I am guessing this car does not have airbags but have been
unable to find a definitive answer so far.
I am going to need to change out the turn signal arm and
signal return kicker later.
The wiper control has a dead spot and the left signal does not
return automatically.
I keep seeing references to disable the airbag control if it has one,
but not one reference says how to do that.
Anyone know if this car does or does not have airbags?
Don't want it going off when I pull the steering wheel.


----------



## Koot (Nov 25, 2007)

Vehicles produced after April 1, 1989 were required by law (Federal Motor Vehicle Safety Standard 208) to have a driver's side airbag.

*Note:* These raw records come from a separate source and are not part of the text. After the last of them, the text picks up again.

PR #644, opened 2016-04-02
Tedlium chain and nnet3 scripts

galv:

PR #783, opened 2016-05-16
Tedlium chain pr 3

galv:
Rebased version of #644

### DIFF
--- a/egs/tedlium/s5/local/chain/README
+++ b/egs/tedlium/s5/local/chain/README
@@ -1,0 +1,16 @@
+These are the instructions to reproduce the TEDLIUM models described in
+"Purely sequence-trained neural networks for ASR based on lattice-free
+MMI", by Povey et al.
+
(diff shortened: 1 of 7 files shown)


vijayaditya:
As these scripts are from #644, which was well reviewed, I just performed a cursory check. Changes are OK. Assuming the RESULTS have been updated I am performing the merge.

galv:
Alas, I never actually put these into the RESULTS file.

By the way, I don't think you should have squashed these two commits together. The first commit fixes a bug affecting all TEDLIUM recipes.

vijayaditya:
The commit message reports both the changes I think it is OK to squash.

Don't worry about the RESULTS file you can fix that in your next commit, it
is fine as you have the results in the individual scripts.

--Vijay

galv:
But now someone will have to dig through through a rather big commit to find the first change. Anyway, it's done.

PR #794, opened 2016-05-20
Add missing dependencies to Makefiles

akreal:


danpovey:
Hm yes, that could explain some build failures we've seen.
I'll merge when the checks complete.

PR #836, opened 2016-06-10
For compatbility with HTK USEPOWER option have added --use-power opti…

edwinferretjp:
…on (default[=true] is same as current code) to filterbank generation code. To use add --use-power=[false|true] to feature config file.

### DIFF
--- a/src/feat/feature-fbank.h
+++ b/src/feat/feature-fbank.h
@@ -46,6 +46,7 @@ struct FbankOptions {
   bool raw_energy;  // If true, compute energy before preemphasis and windowing
   bool htk_compat;  // If true, put energy last (if using energy)
   bool use_log_fbank;  // if true (default), produce log-filterbank, else linear
+  bool use_power;  // if true (default), use power in filterbank analysis, else magnitude.
 
   FbankOptions(): mel_opts(23),
                  // defaults the #mel-banks to 23 for the FBANK computations.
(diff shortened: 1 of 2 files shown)


src/feat/feature-fbank.h
```diff
@@ -55,7 +56,8 @@ struct FbankOptions {
                  energy_floor(0.0),  // not in log scale: a small value e.g. 1.0e-10
                  raw_energy(true),
                  htk_compat(false),
-                 use_log_fbank(true) {}
+    use_log_fbank(true),
```
danpovey: there is odd indentation here.  Please make sure you are writing spaces not tabs.

src/feat/feature-fbank.h
```diff
@@ -71,6 +73,8 @@ struct FbankOptions {
                    "to change other parameters).");
     opts->Register("use-log-fbank", &use_log_fbank,
                    "If true, produce log-filterbank, else produce linear.");
+    opts->Register("use-power", &use_power,
+		   "If true, use power in filterbank analysis, else magnitude.");
```
danpovey: please check that this line doesn't  exceed 80 characters.  And replace tabs with spaces...

galv:
I see you pushed a new commit. When you make a fix and you want it to be seen, you need to manually comment here. We aren't notified of commits by themselves.

danpovey:
Thanks.. merging.

edwinferretjp:
Thanks. Noted for the future.

PR #840, opened 2016-06-12
thchs30-add-real-spkinfo

naxingyu:
Changed data prep script to add valid utt2spk and spk2utt files. Results on SAT are improved.


naxingyu:
@danpovey This PR causes failure at the DAE stage, because the local/dae/run_dae.sh requires per-utterance CMVN applied on both inputs and outputs. I can submit a temporary PR to fix the failure by using per-speaker CMVN. But when I tested it, the performance is significantly worse than the original script. Should I make that PR? Or switch to per-utterance CMVN mode in the run_dae.sh script?

danpovey:
I don't really follow this setup very closely.  Do what you think is best
and let me know-- but I don't want to merge something that will break part
of the existing recipe.

PR #850, opened 2016-06-16
Fix duplicate option registers

naxingyu:


src/nnet3bin/nnet3-align-compiled.cc
```diff
@@ -69,8 +69,6 @@ int main(int argc, char *argv[]) {
                 "yes|no|optional|wait, only has effect if compiled with CUDA");
     po.Register("transition-scale", &transition_scale,
                 "Transition-probability scale [relative to acoustics]");
-    po.Register("acoustic-scale", &acoustic_scale,
```
danpovey: please remove this variable also, it seems to be unused.

naxingyu: Right. Done and cleaned.


在 2016/6/17 1:53, Daniel Povey 写道:

danpovey:
Thanks, will merge when checks complete.

Issue #837, opened 2016-06-10
 kaldi/egs/wsj/s5/steps/cleanup/make_segmentation_graph.sh  & make_utterance_graph.sh


vince62s:
In these 2 scripts, the section below does not work (at least for me on Ubuntu)
what's in bold needs to be removed.

if [ $ngram_order -gt 1 ]; then
  **ngram_count=`which ngram-count`;**
  **if [ -z $ngram_count ]; then**
    if uname -a | grep 64 >/dev/null; then # some kind of 64 bit...
      sdir=`pwd`/../../../tools/srilm/bin/i686-m64
    else
      sdir=`pwd`/../../../tools/srilm/bin/i686
    fi
    if [ -f $sdir/ngram-count ]; then
      echo Using SRILM tools from $sdir
      export PATH=$PATH:$sdir
    else
      echo You appear to not have SRILM tools installed, either on your path,
      echo or installed in $sdir.  See tools/install_srilm.sh for installation
      echo instructions.
      exit 1
    fi
  **fi**
fi

jtrmal:
Removing it does not really make any sense, if you understand what it's supposed to do.
When you say "does not work", what that does mean?

vince62s:
I know what this is supposed to do but the line ngram_count=`which ngram-count`;
terminates and exit the script.
might be caused by the set -e at the beginning of the script which make the which exit with non zero status.

jtrmal:
Yes, that would be the cause for the termination.
changing the line to

ngram_count=`which ngram-count` || true

should fix that -- can you please test? It would be great if you could
create PR (if it works).
Thanks!
y.

vince62s:
fixed

vince62s:
actually I got another issue with make_utterance_graph.sh
log gives me this:
steps/cleanup/make_utterance_graph.sh --cleanup true --tscale 1.0 --loopscale 0.1 --ngram-order 2 --srilm-options -wbdiscount exp/tri3_mmi_b0.1/graph_source_split/split1/1/text data/lang exp/tri3_mmi_b0.1 exp/tri3_mmi_b0.1/graph_source_split/split1/1
steps/cleanup/make_utterance_graph.sh: processing utterance utt1.
awk: program limit exceeded: maximum number of fields size=32767
	FILENAME="-" FNR=1 NR=1
# Accounting: time=0 threads=1
# Ended (code 2) at Tue Jun 14 21:20:04 CEST 2016, elapsed time 0 seconds

[...]

PR #851, opened 2016-06-19
fix the order >=2 process of bigger files

vince62s:
related to issue https://github.com/kaldi-asr/kaldi/issues/837
this works for me with big audio file and one long utterance.

### DIFF
--- a/egs/wsj/s5/steps/cleanup/make_utterance_graph.sh
+++ b/egs/wsj/s5/steps/cleanup/make_utterance_graph.sh
@@ -89,7 +89,10 @@ P=`tree-info --print-args=false $model_dir/tree |\
 if [ -f $graph_dir/sub_graphs/HCLG.fsts.scp ]; then
   rm $graph_dir/sub_graphs/HCLG.fsts.scp
 fi
-while read line; do
+
+cat $text | utils/sym2int.pl --map-oov $oov -f 2- $lang/words.txt | \
+ utils/int2sym.pl -f 2- $lang/words.txt | \
+ while read line; do
   uttid=`echo $line | cut -d ' ' -f 1`
   words=`echo $line | cut -d ' ' -f 2-`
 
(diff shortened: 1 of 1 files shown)


egs/wsj/s5/steps/cleanup/make_utterance_graph.sh
```diff
@@ -105,12 +105,13 @@ while read line; do
...
       fstarcsort --sort_type=ilabel > $wdir/G.fst || exit 1;
   else
-    echo $words | awk -v voc=$lang/words.txt -v oov="$oov_txt" '
-      BEGIN{ while((getline<voc)>0) { invoc[$1]=1; } } {
-      for (x=1;x<=NF;x++) {
-      if (invoc[$x]) { printf("%s ", $x); } else { printf("%s ", oov); } }
-      printf("\n"); }' > $wdir/text
-    ngram-count -text $wdir/text -order $ngram_order "$srilm_options" -lm - |\
+     echo $words > $wdir/text
+     split -b 200000 $wdir/text $wdir/xxx
```
danpovey: I don't think this is very ideal because it may split in the middle of a word, leading to some words in the original text not being present in the LM that's produced.  How about this:
```
echo $words | perl -ane '@A = split; for ($n=0;$n<@A;$n++) { print "$A[$n] "; if(($n+1)%2 == 0 || $n+1==@A) {print "\n";} }' > $wdir/text

```

danpovey: ... also, I see that you have moved the dealing-with-OOVs into the ngram-count process.
This would be OK, except it's extremely inefficient to deal with the whole word-list on each utterance each time, if the utterances are short.  The original script had this problem too, as the wordlist was read by awk- I did not check it sufficiently when it was originally committed.  
The while loop is done <$text.  A much-more-efficient way to do this would be to pipe into the while loop, a command involving sym2int.pl (with the appropriate options to map unknown words) and then into int2sym.pl.

danpovey:
I'd still rather do it properly-- if it's an easy fix, why not do it?  There are edge cases that could cause a crash in your setup, e.g. splitting inside a UTF character; generating banned words or disambiguation symbols; etc.

I don't think you understood what I was saying, regarding the second, point.  I'm talking about the loop in the outer-level, enclosing while loop, that's done `<$text.`  I'm talking about fixing the OOV problem at that level, by piping the text through int2sym.pl and then sym2int.pl, with appropriate options, to get rid of the OOVs there.

danpovey:
Looks good, but can you please rebase your commits so there is just one commit?
I'm assuming you've tested this and it works.

danpovey:
... it's something like
git rebase -i HEAD~4
and change the 4 commits from 'pick pick pick pick' to something like "pick s s s" where s means squash.

vince62s:
Just rebased, but I think I need to push again ?
yes tested it and works. I had to change your perl line though because it adds a linefeed every 2 words which srilm does not like of course. So I changed to a reasonable cut-off value 30000 words.

danpovey:
Yes you may have to push; you will need the --force option as it's not a fast-forward push.

Issue #854, opened 2016-06-20
BLSTM layer in steps/nnet3/components.py


vijayaditya:
It would be convenient to have an AddBlstmLayer() function similar to AddLstmLayer().
BLSTMs are right not supported in steps/nnet3/lstm/make_configs.py, which supports a linear LSTM+FullyConnectedLayer network. However for users who desire to add this node to more complicated graphs a function to add BLSTM layers would be very useful.

@freewym  This would just require a minor modification of code as you would move code from steps/nnet3/lstm/make_configs.py to steps/nnet3/components.py. Please let me know if you can pick  this up. 

priority : low
complexity : low

freewym:
OK. Will do it later.

PR #856, opened 2016-06-21
Add AddBLstmLayer function to components.py

freewym:
Solve issue #854 
Also removed the code in make_configs.py dealing with the invalid syntax of the form "Append(Append(xx,yy),zz)", because now it can be automatically corrected as "Append(xx,yy,zz)" when the config file is being parsed.


danpovey:
Vijay can merge this if he thinks it's OK.

vijayaditya:
Looks fine. 
@freewym I am assuming you tested it as you committed a minor fix. So I am merging.

PR #857, opened 2016-06-21
Add option to skip nnet3 decode diagnostics

guoguo12:


danpovey:
Why is this helpful?  Are the diagnostics slow?

guoguo12:
Sorry, I should have given some kind of rationale.

Basically, I've created a Docker container that contains the minimal Kaldi installation required to decode nnet3. This container doesn't have Python installed, and the diagnostics won't work without Python. There are a few ways around this, but I think the cleanest is to make the diagnostics skippable, since the diagnostics aren't crucial to decoding.

danpovey:
OK, merging since it seems harmless.

guoguo12:
Thanks!

PR #862, opened 2016-06-24
For compatibility with MS Visual Studio.

tal1974:
In the case of "1.0 / 0.0" compiler generates an error:
1>  kaldi-vector.cc
1>..\..\..\src\matrix\kaldi-vector.cc(523): error C2124: divide or mod by zero

If the constant 0.0 is replaced by a variable, then there is no error.

### DIFF
--- a/src/matrix/kaldi-vector.cc
+++ b/src/matrix/kaldi-vector.cc
@@ -508,6 +508,7 @@ template<typename Real>
 Real VectorBase<Real>::Norm(Real p) const {
   KALDI_ASSERT(p >= 0.0);
   Real sum = 0.0;
+  const Real zero = 0.0;
   if (p == 0.0) {
     for (MatrixIndexT i = 0; i < dim_; i++)
       if (data_[i] != 0.0) sum += 1.0;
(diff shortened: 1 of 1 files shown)


jtrmal:
I believe the "nice" way is to compare the number with
std::numeric_limits<Real>::infinity()
which is more self-explanatory.
y.

danpovey:
Yes- it looks like the intention in that code was to compare with infinity
(although I'm wondering whether that division 1.0 / 0.0 actually generates
NaN in reality).  So please modify the PR to use Yenda's solution.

Therefore, I'd bet that your 1992 Buick has an airbag for the driver's seat.


----------



## leroys1000 (Aug 16, 2007)

OK,thanks.
Any idea how to temporarily disable it?
Does disconnecting the battery turn it off?


----------



## TankerIam (Feb 19, 2012)

why do you want to disable it?


----------



## leroys1000 (Aug 16, 2007)

I am going to need to take the steering wheel off to get
to the components inside for replacement.
I am also going to need to drop the steering column to
get to the electrical connection for the turn signal.
I don't want to have the airbag in the steering wheel going
off in my face while I am trying to do this.


----------



## TomBailey (Feb 17, 2012)

Standard protocol for removing or disconnecting any air bag is to disconnect the battery (both terminals, no idea why both but that's what i was taught) you must then leave the car for the capacitors in the air bag to discharge (usually about 30s, but I'd check in the manual first, if you don't have manual leave it 30 minutes to be safe.. (30 minutes because that's the longest discharge time I've ever seen in any manual before)


----------



## leroys1000 (Aug 16, 2007)

Yeah,thanks.
I ran across some similar instructions recently that also
said to remove the SRS or airbag fuse.


----------